Write the records out once more, exactly as they appear below.

[INPUT RECORDS — start]

PR #1097, opened 2022-08-05
Deploy Manifest Refactor + Recursive ENS Registration Deployer

### LINKED ISSUE #1138: local-dev-ens Deploy Module Doesn't Output `/ens/testnet/...` URI
When using the local-dev-ens deploy module, the URI that is output is a mainnet ENS URI, and does not have the `/testnet/` network in the path.

I also think it would make more sense to use `/local/` potentially? If we make the change to `/local/` we need to change all other occurrences of `/testnet/`.

namesty:
Closes #1138


packages/cli/src/commands/deploy.ts
```diff
@@ -69,104 +72,78 @@ async function run(options: DeployCommandOptions): Promise<void> {
...
   ];
 
   sanitizePackages(packageNames);
 
   await project.cacheDeployModules(packageNames);
 
   const packageMap: Record<string, DeployPackage> = {};
-  const stageToPackageMap: Record<string, DeployPackage> = {};
 
   for await (const packageName of packageNames) {
```
Niraj-Kamdar: Why are we awaiting in this loop?

packages/cli/src/commands/deploy.ts
```diff
@@ -69,104 +72,78 @@ async function run(options: DeployCommandOptions): Promise<void> {
...
 
-  for await (const root of roots) {
-    print.info(`\nExecuting deployment chain: \n`);
-    root.handler.getDependencyTree().printTree();
-    print.info("");
-    await root.handler.handle(root.uri);
-    resultLists.push(root.handler.getResultsList());
+  for await (const sequence of sequences) {
+    const sequenceResult = await sequence.run();
+    sequenceResults.push(sequenceResult);
```
Niraj-Kamdar: Do sequence need to be run in sequence? Why don't we parallelize it?

Niraj-Kamdar (changes requested):
What if we convert the deployers into the wrappers, won't we be able to use workflow directly for defining the deployer manifest?

packages/cli/src/commands/deploy.ts
namesty: Yep, parallelized it

packages/cli/src/commands/deploy.ts
namesty: Yep, done

namesty:
> What if we convert the deployers into the wrappers, won't we be able to use workflow directly for defining the deployer manifest?

@Niraj-Kamdar I discussed this with Jure a week ago, and the conclusion was that when we'll make them wrappers in the near future (after wrapper embedding) and inevitably we'll need to tweak and make changes to the deploy command's workflow; but it shouldn't affect its usage as a user

dOrgJelli (dismissed):

packages/js/manifests/polywrap/src/formats/polywrap.deploy/migrators/0.1.0_to_0.2.0.ts
```diff
@@ -0,0 +1,76 @@
+/* eslint-disable @typescript-eslint/naming-convention */
+
+import { DeployManifest as OldManifest } from "../0.1.0";
```
dOrgJelli, line 3: Can we make sure we have tests that stress this code?

packages/js/test-env/src/index.ts
```diff
@@ -27,6 +21,12 @@ export const providers = {
   ethereum: "http://localhost:8545",
 };
 
+export const embeddedWrappers = {
+  ens: `wrap://fs/${path.join(__dirname, "wrappers", "ens")}`,
+  uts46: `wrap://fs/${path.join(__dirname, "wrappers", "uts46")}`,
+  sha3: `wrap://fs/${path.join(__dirname, "wrappers", "sha3")}`,
```
dOrgJelli, line 27: Why do we need to embed uts46 & sha3?

dOrgJelli (changes requested):

packages/js/test-env/src/index.ts
cbrzn: I think that the reason is that ENS wrapper needs those to work

krisbitney: Tests sometimes fail to resolve the URIs and fetch the wrappers. It happens enough to make it hard to get all of the CI tests to pass at the same time. The ENS wrapper depends on the uts46 and sha3 wrappers now, so if we are embedding the ENS wrapper then it makes sense to embed uts46 and sha3 for the same reasons.

Niraj-Kamdar (dismissed):
Awesome work! Should be good to merged once @dorgJelli 's comments are addressed.

dOrgJelli (dismissed):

[INPUT RECORDS — finish]

_SOLUTION TO THIS EXERCISE:_
PR #1097, opened 2022-08-05
Deploy Manifest Refactor + Recursive ENS Registration Deployer

### LINKED ISSUE #1138: local-dev-ens Deploy Module Doesn't Output `/ens/testnet/...` URI
When using the local-dev-ens deploy module, the URI that is output is a mainnet ENS URI, and does not have the `/testnet/` network in the path.

I also think it would make more sense to use `/local/` potentially? If we make the change to `/local/` we need to change all other occurrences of `/testnet/`.

namesty:
Closes #1138


packages/cli/src/commands/deploy.ts
```diff
@@ -69,104 +72,78 @@ async function run(options: DeployCommandOptions): Promise<void> {
...
   ];
 
   sanitizePackages(packageNames);
 
   await project.cacheDeployModules(packageNames);
 
   const packageMap: Record<string, DeployPackage> = {};
-  const stageToPackageMap: Record<string, DeployPackage> = {};
 
   for await (const packageName of packageNames) {
```
Niraj-Kamdar: Why are we awaiting in this loop?

packages/cli/src/commands/deploy.ts
```diff
@@ -69,104 +72,78 @@ async function run(options: DeployCommandOptions): Promise<void> {
...
 
-  for await (const root of roots) {
-    print.info(`\nExecuting deployment chain: \n`);
-    root.handler.getDependencyTree().printTree();
-    print.info("");
-    await root.handler.handle(root.uri);
-    resultLists.push(root.handler.getResultsList());
+  for await (const sequence of sequences) {
+    const sequenceResult = await sequence.run();
+    sequenceResults.push(sequenceResult);
```
Niraj-Kamdar: Do sequence need to be run in sequence? Why don't we parallelize it?

Niraj-Kamdar (changes requested):
What if we convert the deployers into the wrappers, won't we be able to use workflow directly for defining the deployer manifest?

packages/cli/src/commands/deploy.ts
namesty: Yep, parallelized it

packages/cli/src/commands/deploy.ts
namesty: Yep, done

namesty:
> What if we convert the deployers into the wrappers, won't we be able to use workflow directly for defining the deployer manifest?

@Niraj-Kamdar I discussed this with Jure a week ago, and the conclusion was that when we'll make them wrappers in the near future (after wrapper embedding) and inevitably we'll need to tweak and make changes to the deploy command's workflow; but it shouldn't affect its usage as a user

dOrgJelli (dismissed):

packages/js/manifests/polywrap/src/formats/polywrap.deploy/migrators/0.1.0_to_0.2.0.ts
```diff
@@ -0,0 +1,76 @@
+/* eslint-disable @typescript-eslint/naming-convention */
+
+import { DeployManifest as OldManifest } from "../0.1.0";
```
dOrgJelli, line 3: Can we make sure we have tests that stress this code?

packages/js/test-env/src/index.ts
```diff
@@ -27,6 +21,12 @@ export const providers = {
   ethereum: "http://localhost:8545",
 };
 
+export const embeddedWrappers = {
+  ens: `wrap://fs/${path.join(__dirname, "wrappers", "ens")}`,
+  uts46: `wrap://fs/${path.join(__dirname, "wrappers", "uts46")}`,
+  sha3: `wrap://fs/${path.join(__dirname, "wrappers", "sha3")}`,
```
dOrgJelli, line 27: Why do we need to embed uts46 & sha3?

dOrgJelli (changes requested):

packages/js/test-env/src/index.ts
cbrzn: I think that the reason is that ENS wrapper needs those to work

krisbitney: Tests sometimes fail to resolve the URIs and fetch the wrappers. It happens enough to make it hard to get all of the CI tests to pass at the same time. The ENS wrapper depends on the uts46 and sha3 wrappers now, so if we are embedding the ENS wrapper then it makes sense to embed uts46 and sha3 for the same reasons.

Niraj-Kamdar (dismissed):
Awesome work! Should be good to merged once @dorgJelli 's comments are addressed.

dOrgJelli (dismissed):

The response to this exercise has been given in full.